Your answer should consist of the lines below that hold the word "Symbol".

Exercise input START

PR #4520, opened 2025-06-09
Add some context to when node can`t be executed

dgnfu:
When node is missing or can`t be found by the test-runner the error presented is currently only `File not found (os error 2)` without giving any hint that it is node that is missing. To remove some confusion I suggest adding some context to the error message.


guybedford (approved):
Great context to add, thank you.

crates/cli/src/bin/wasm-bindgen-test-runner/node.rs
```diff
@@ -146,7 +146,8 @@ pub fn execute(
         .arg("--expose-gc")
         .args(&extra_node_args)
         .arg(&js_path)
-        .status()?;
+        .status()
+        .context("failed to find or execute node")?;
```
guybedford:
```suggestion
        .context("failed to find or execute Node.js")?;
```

Exercise input END
Exercise input START

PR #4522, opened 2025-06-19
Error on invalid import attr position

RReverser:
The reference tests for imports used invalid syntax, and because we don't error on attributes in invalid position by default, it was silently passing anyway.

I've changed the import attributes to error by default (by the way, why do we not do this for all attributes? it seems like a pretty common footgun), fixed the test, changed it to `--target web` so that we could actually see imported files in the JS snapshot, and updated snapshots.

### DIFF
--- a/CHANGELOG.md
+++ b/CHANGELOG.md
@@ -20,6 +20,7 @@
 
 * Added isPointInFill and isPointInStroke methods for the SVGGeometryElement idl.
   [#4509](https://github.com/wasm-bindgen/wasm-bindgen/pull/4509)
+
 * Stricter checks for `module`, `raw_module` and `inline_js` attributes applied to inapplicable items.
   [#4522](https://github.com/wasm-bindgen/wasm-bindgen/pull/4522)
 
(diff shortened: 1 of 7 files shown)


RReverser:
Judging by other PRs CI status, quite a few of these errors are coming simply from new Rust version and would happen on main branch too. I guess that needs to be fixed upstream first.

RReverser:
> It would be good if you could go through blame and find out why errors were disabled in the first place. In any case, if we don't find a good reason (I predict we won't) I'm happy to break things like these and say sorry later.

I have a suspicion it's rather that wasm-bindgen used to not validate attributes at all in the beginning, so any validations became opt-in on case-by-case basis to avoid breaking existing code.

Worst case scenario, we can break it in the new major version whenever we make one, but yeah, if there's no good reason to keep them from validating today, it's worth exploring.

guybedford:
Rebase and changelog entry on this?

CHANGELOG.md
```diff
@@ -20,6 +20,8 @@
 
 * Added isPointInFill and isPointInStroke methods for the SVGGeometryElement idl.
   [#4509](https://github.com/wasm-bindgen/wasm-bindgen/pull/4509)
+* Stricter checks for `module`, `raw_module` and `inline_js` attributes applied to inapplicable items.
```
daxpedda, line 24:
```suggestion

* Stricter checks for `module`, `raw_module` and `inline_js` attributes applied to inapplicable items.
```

Exercise input END
Exercise input START

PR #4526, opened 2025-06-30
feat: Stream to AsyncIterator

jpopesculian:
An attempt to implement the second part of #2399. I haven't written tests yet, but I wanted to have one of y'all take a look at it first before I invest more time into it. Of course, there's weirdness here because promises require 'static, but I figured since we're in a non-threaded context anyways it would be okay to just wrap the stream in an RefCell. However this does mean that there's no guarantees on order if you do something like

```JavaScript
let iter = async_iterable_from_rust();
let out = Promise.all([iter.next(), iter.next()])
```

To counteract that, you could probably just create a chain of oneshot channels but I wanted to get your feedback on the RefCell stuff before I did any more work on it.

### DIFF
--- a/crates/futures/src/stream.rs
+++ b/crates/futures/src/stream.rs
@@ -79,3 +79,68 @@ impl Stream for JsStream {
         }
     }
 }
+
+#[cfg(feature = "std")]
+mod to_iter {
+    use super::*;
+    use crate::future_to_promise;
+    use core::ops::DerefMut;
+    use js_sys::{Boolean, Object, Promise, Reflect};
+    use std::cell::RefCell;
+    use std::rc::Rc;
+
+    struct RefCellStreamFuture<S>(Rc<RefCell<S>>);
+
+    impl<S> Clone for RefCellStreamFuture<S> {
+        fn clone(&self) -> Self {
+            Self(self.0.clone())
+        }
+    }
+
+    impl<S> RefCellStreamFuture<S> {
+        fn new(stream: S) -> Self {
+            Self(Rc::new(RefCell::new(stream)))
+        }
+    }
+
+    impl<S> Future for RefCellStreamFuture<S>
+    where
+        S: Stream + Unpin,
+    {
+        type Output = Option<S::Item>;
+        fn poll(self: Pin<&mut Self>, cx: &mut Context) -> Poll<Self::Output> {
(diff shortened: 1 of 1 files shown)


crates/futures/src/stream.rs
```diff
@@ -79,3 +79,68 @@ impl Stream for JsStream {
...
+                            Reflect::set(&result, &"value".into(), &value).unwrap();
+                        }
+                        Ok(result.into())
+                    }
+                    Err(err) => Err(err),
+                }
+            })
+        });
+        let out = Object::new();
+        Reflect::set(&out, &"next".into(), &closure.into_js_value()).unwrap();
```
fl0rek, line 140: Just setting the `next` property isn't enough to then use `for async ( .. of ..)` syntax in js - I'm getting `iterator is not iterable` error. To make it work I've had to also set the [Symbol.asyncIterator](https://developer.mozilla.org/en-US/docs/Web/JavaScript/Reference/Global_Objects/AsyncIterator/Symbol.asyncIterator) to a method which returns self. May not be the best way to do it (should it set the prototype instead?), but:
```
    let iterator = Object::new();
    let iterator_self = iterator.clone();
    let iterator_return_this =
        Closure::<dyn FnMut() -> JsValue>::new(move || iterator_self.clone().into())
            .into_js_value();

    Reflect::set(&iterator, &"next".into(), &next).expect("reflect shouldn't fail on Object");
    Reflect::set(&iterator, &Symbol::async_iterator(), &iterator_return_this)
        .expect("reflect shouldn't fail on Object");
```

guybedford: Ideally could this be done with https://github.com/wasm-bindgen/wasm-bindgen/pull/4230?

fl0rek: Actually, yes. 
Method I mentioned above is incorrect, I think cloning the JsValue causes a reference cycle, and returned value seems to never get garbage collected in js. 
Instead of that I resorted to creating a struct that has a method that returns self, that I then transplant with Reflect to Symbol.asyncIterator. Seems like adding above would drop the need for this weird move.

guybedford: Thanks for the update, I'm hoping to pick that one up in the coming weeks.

Exercise input END

Result of this task:
fl0rek, line 140: Just setting the `next` property isn't enough to then use `for async ( .. of ..)` syntax in js - I'm getting `iterator is not iterable` error. To make it work I've had to also set the [Symbol.asyncIterator](https://developer.mozilla.org/en-US/docs/Web/JavaScript/Reference/Global_Objects/AsyncIterator/Symbol.asyncIterator) to a method which returns self. May not be the best way to do it (should it set the prototype instead?), but:
    Reflect::set(&iterator, &Symbol::async_iterator(), &iterator_return_this)
Instead of that I resorted to creating a struct that has a method that returns self, that I then transplant with Reflect to Symbol.asyncIterator. Seems like adding above would drop the need for this weird move.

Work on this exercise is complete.